======== Provided information ========
PR #104, opened 2021-07-22
Semantic markup for lists instead of divs

DaceyTom2:
### Description
Both the chatbot conversation and email messages now use ul and li tags instead of divs for accessibility reasons

### DIFF
--- a/src/assets/styles/main.css
+++ b/src/assets/styles/main.css
@@ -13,7 +13,7 @@
         @apply focus-visible:ring-1;
         @apply focus-visible:ring-black;
     }
-    div, li {
+    div, ul, li {
         @apply focus:ring-inset;
     }
     input {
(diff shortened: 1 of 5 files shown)


TishamIslam (changes requested):
Seems like it has the same styling issue as last time, tabbing to the conversation window doesn't give it the focus state. You should pull and re-merge with main (otherwise you might have merge conflicts with the PR I just merged) and add ul to main.css at `div, li {...}` so it becomes `div, li, ul {...}`

shewood (commented):
I saw the same as Tisham, you can't tab into the message list anymore.

DaceyTom2:
Good catch, I thought we would be navigating through conversation messages by default but it looks like we hit return to navigate into the conversation messages

nibivi77 (approved):
Much better! Thank you for this one.

TishamIslam (approved):
Looks good, everything's in order.

PR #159, opened 2017-05-04
Display horizontal scrollbar when necessary for profiler messages

fbourigault:
| Q               | A
| --------------- | ---
| Bug fix?        | yes
| New feature?    | no
| BC breaks?      | no
| Deprecations?   | no
| Related tickets | N/A
| Documentation   | N/A
| License         | MIT

Since #146, messages are truncated which may definitively hide informations to user. I replaced the `text-overflow: ellipsis` with a `overflow-x:auto` to display an horizontal scrollbar when required.
httplugbundle6

### DIFF
--- a/Resources/public/style/httplug.css
+++ b/Resources/public/style/httplug.css
@@ -25,8 +25,7 @@
     padding: 5px;
     flex: 1;
     margin: 5px;
-    overflow: hidden;
-    text-overflow: ellipsis;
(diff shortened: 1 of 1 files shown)


Nyholm:
Do I understand it correct that the URL in the header is truncated but the content is using horizontal scroll?

fbourigault:
Yes.

PR #164, opened 2017-05-11
Make sure $stack is null or Stack. Never boolean.

Nyholm:
| Q               | A
| --------------- | ---
| Bug fix?        | yes
| New feature?    | no
| BC breaks?      | yes, but they are not released yet
| Deprecations?   | no
| Related tickets | fixes issues from scrutinizer
| Documentation   | 
| License         | MIT

This is just a minor change in the return value of `getCurrentStack`

### DIFF
--- a/Collector/ProfilePlugin.php
+++ b/Collector/ProfilePlugin.php
@@ -58,7 +58,8 @@ class ProfilePlugin implements Plugin
     {
         $profile = new Profile($this->pluginName, $this->formatter->formatRequest($request));
 
-        if (null !== $stack = $this->collector->getCurrentStack()) {
+        $stack = $this->collector->getCurrentStack();
+        if (null !== $stack) {
             $stack->addProfile($profile);
         }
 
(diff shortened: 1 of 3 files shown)


fbourigault:
Since #133 is really fixed, maybe we could go back to code there was before #134?

Nyholm:
Are we sure we do always have a stack? Can we remove all these checks if $stack === null?

fbourigault:
Now, the only case I see to not having the stack is a user which use by himself the ProfilePlugin decorator without the StackPlugin.

Collector/ProfilePlugin.php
========
* About this task *
Return each line above where the word "breaks" shows up.

* Written answer *
| BC breaks?      | no
| BC breaks?      | yes, but they are not released yet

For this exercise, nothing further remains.